High school football: UHSAA overturns ruling; East will make playoffs as fourth seed, Timpview forfeits stand

Published: Friday, Oct. 19 2012 4:28 p.m. MDT

East High School football team captain Patrick Palau and Coach Brandon Matich celebrate the UHSAA ruling that East High can compete in the playoffs at East High School in Salt Lake City on Friday, Oct. 19, 2012.

Laura Seitz, Deseret News

MIDVALE — The top-ranked East High football team will be allowed to keep just enough wins to make the 4A playoffs, while second-ranked Timpview will forfeit four games in which an ineligible student athlete played.

The seemingly contradictory decisions were an attempt by a sub-panel of the Utah High School Activities Association's Board of Trustees to show mercy to the East High football players while trying to punish the administrations of both schools for a failure to ensure the players representing the school were eligible to compete.

"The panel wanted to treat East as Snow Canyon (baseball) was treated," said UHSAA attorney Mark Van Wagoner, who will issue a written decision on both cases in the next few days. "They get a severe penalty, but they still have a chance to play (in the playoffs). It was the timing of the discovery of the violation. The association is enormously unhappy with East High School for putting us in this spot, and also for the Salt Lake School District for taking sides."

Van Wagoner said the panel felt for the 120 innocent student athletes who would miss the playoffs because of the failure of East's administration to properly establish eligibility.

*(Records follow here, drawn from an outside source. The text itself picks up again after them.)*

PR #51, opened 2018-11-30
CodeReview to 18 from 10

Fisher4537:
Implemented Barcode Scanner with MLKit library.
Hello Alberto, this is a copy of the pull request that you can find here. For the code review it is not necessary that you review all the changes: it would be too much. You can ignore all the .xml file changes and review ONLY the .java files. Let me know if you have better proposal.


app/src/main/java/unipd/se18/ocrcamera/BarcodeExtractor.java
```diff
@@ -0,0 +1,119 @@
...
+     */
+    public String getTextFromImg(Bitmap img){
+
+        Log.d(TAG, "extractTextFromImage");
+        long initialTime = java.lang.System.currentTimeMillis();
+
+        // Firebase implementation tutorial at https://firebase.google.com/docs/ml-kit/android/read-barcodes
+        FirebaseVisionImage image = FirebaseVisionImage.fromBitmap(img);
+        FirebaseVisionBarcodeDetector detector = FirebaseVision.getInstance()
+                .getVisionBarcodeDetector();
```
AlbVal97: Nice line-wrapping!

app/src/main/java/unipd/se18/ocrcamera/BarcodeExtractor.java
```diff
@@ -0,0 +1,119 @@
...
+
+        //latch used to wait barcode extraction to complete
+        //https://docs.oracle.com/javase/7/docs/api/java/util/concurrent/CountDownLatch.html
+        final CountDownLatch latch = new CountDownLatch(1);
+
+        Task<List<FirebaseVisionBarcode>> task = detector.detectInImage(image) // this start an asynchronous thread
```
AlbVal97: This line exceeds the column limit according to our Style document. May it be a simple solution to move the comment over the task declaration?

app/src/main/java/unipd/se18/ocrcamera/BarcodeExtractor.java
```diff
@@ -0,0 +1,119 @@
...
+                .addOnSuccessListener(new OnSuccessListener<List<FirebaseVisionBarcode>>() {
+                    @Override
+                    public void onSuccess(List<FirebaseVisionBarcode> barcodes) {
+                        Log.v(TAG, "extractText -> onSuccess ->\n" +
+                                "-----      RECOGNIZED BARCODE       -----\n"
+                                + getInfoFromBarcode(barcodes) + "\n" +
+                                "----- END OF THE RECOGNIZED TEXT -----");
+
+                        //analogous to signal
```
AlbVal97, line 69: The comment was meant to say that, according to CountDownLatch documentation, the method countDown() down here works as a "signal()" method applied to a semaphore, wasn't it? May it result ambiguous or hard to understand?

app/src/main/java/unipd/se18/ocrcamera/BarcodeExtractor.java
```diff
@@ -0,0 +1,119 @@
...
+        /*         .addOnFailureListener(new OnFailureListener() {
+                        @Override
+                        public void onFailure(@NonNull Exception e) {
+                            // Task failed with an exception
+                            // ...
+                        }
+                    });*/
+
+        // if barcode is not detected yet
+        if(!task.isSuccessful()) {
```
AlbVal97, line 82: I don't understand why the following try-catch statement doesn't follow braces rules according to our Style document. Was there a proper distinctive reason I haven't seen?

app/src/main/java/unipd/se18/ocrcamera/ResultActivity.java
```diff
@@ -56,16 +73,18 @@ public void onClick(View view) {
...
         String OCRText = prefs.getString("text", null);
+        String barcodeText = prefs.getString("barcodeText",null);
 
         lastPhoto = BitmapFactory.decodeFile(pathImage);
 
         if (lastPhoto != null) {
-            mImageView.setImageBitmap(Bitmap.createScaledBitmap(lastPhoto, lastPhoto.getWidth(), lastPhoto.getHeight(), false));
+            mImageView.setImageBitmap(Bitmap.createScaledBitmap(lastPhoto, lastPhoto.getWidth(),
+                            lastPhoto.getHeight(),
+                            false));
```
AlbVal97, line 87: Nice line-wrapping!

app/src/main/java/unipd/se18/ocrcamera/ResultActivity.java
```diff
@@ -180,5 +213,79 @@ protected void onPreExecute() {
...
+     */
+    private class BarcodeReader extends AsyncTask<Bitmap, Void, String>{
+
+        protected ProgressDialog progressDialog; //TODO: progressDialog is deprecated, replace with ProgressBar
+        protected TextView barcodeTextView; //
+        protected String progressMessage;
+
+        /**
+         * Costructor initialize:
+         * @param barcodeTextView the View responsable for barcode rapresentation
```
AlbVal97: I'm not sure about "responsable" and "rapresentation". May it be that some vowels have been scrambled?

app/src/main/java/unipd/se18/ocrcamera/ResultActivity.java
```diff
@@ -180,5 +213,79 @@ protected void onPreExecute() {
...
+        }
+
+        @Override
+        protected String doInBackground(Bitmap... bitmaps){
+            String rawBarcode = "";
+            //BarcodeExtractor barcodeExtractor = ;
+
+            if(lastPhoto != null) {
+                rawBarcode = new BarcodeExtractor().getTextFromImg(lastPhoto); //see BarcodeExtractor class
+
```
AlbVal97, line 253: I don't understand why the following if-else statement doesn't follow braces rules according to our Style document.

AlbVal97 (commented):
The code is well built and easy to read: great work! The only inaccuracies I may have found are about strict following of our Style document rules. Furthermore, a lot of comments contain little "bad English" mistakes I have chosen not to point out because rarely they compromise code readablity, but I equally suggest to edit to improve the overall quality.

app/src/main/java/unipd/se18/ocrcamera/BarcodeExtractor.java
Fisher4537: Since the link to the CountDownLatch documentation has been passed, would it be clearer by omitting "//analogous to signal" comment?
I think also "//decrement CountDownLatch by one" would be ok! What do you think about it?

app/src/main/java/unipd/se18/ocrcamera/BarcodeExtractor.java
Fisher4537: I didn't pay attantion to the style because the proposed style document isn't approved yet! However the style is different from the rest of the code! I'm going to fix it! Thanks!

app/src/main/java/unipd/se18/ocrcamera/ResultActivity.java
Fisher4537: Do you mean that the words aren't correct? What do you suggest?

app/src/main/java/unipd/se18/ocrcamera/ResultActivity.java
Fisher4537: I didn't pay attantion to the style because the proposed style document isn't approved yet! However the style is different from the rest of the code! I'm going to fix it! Thanks!

app/src/main/java/unipd/se18/ocrcamera/BarcodeExtractor.java
AlbVal97: Yes, I think your last proposal should just be fine and less ambiguous. This way the reader could decide whether to read the documentation or not at his own risk

app/src/main/java/unipd/se18/ocrcamera/BarcodeExtractor.java
AlbVal97: Ok, so for the rest of the review I followed the not-yet-approved Style document down here:

[Documento di stile.docx](https://github.com/PrandiniUniPD/OCRCamera/files/2637127/Documento.di.stile.docx)

app/src/main/java/unipd/se18/ocrcamera/ResultActivity.java
AlbVal97: Exactly, I would replace "responsable" with "responsible" and "rapresentation" with "representation"

Fisher4537:
Thank to you, I've fixed the document style bug and deleted useless comments. I'm going to commit the last comment modification where I remove also some hardcode and then if you agree we could close the pull request!

AlbVal97 (approved):
Ok, I think all has been solved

"We were the ones who were asked to watch out for the kids when East High School failed to do so," said Van Wagoner. "The panel tried to ameliorate the harm that East High School had done to their players. They failed to protect their own students … This is not a clerical error. This is complete, wholesale mismanagement."

East head coach Brandon Matich was overcome by emotion when the list of penalties was handed to him, but this time his tears were in relief and gratitude.

"I think it's fair because my boys get to play," said Matich, who was suspended for three games. "The most important thing is the kids get to play. And that's why we're in this business. We're in it for the success of kids, and that's what I wanted all along."

The penalties to East changed for the third time in four days after the panel made up of members of the Board of Trustees tried to allow East a playoff spot while punishing both schools for playing ineligible players. The Timpview case was complicated when principal Todd McKee informed the panel that they'd found another game in which an ineligible player was used during Region 8 play.

The panel voted not only to force Timpview to forfeit all four of the games in which that player competed, but they also imposed many of the more harsh sanctions that they imposed on East.

The penalties against East include putting them in the playoffs as the number four seed; suspending Matich for three games; assessing the school with a $6,000 fine; taking the region title and putting them on three years probation. Also none of the ineligible players will be allowed to play for the remainder of this season.

The penalties against Timpview include forfeiting all games in which an ineligible player participated, including region games against Maple Mountain and Mountain View; assess the school a $1,500 fine; and three years probation.

There are a number of unanswered questions including what is East's record? Which specific games will East forfeit? And why was Timpview asked to forfeit all games in which an ineligible player participated

Van Wagoner confirmed that the majority of wins in which ineligible players were used will be forfeited or vacated. Which games those are, however, is still being decided.

The decision had wide-ranging implications for the playoffs, which begin on Tuesday with a play-in game at Mountain View against East. If East wins, they could face the top-seeded Region 7 team, Herriman. Timpview is likely Region 8's third seed, which means they travel to Logan to take on the defending state champs.

The head coach of the reigning 4A state champion team was baffled by the decision and questioned how two standards could be applied in like cases.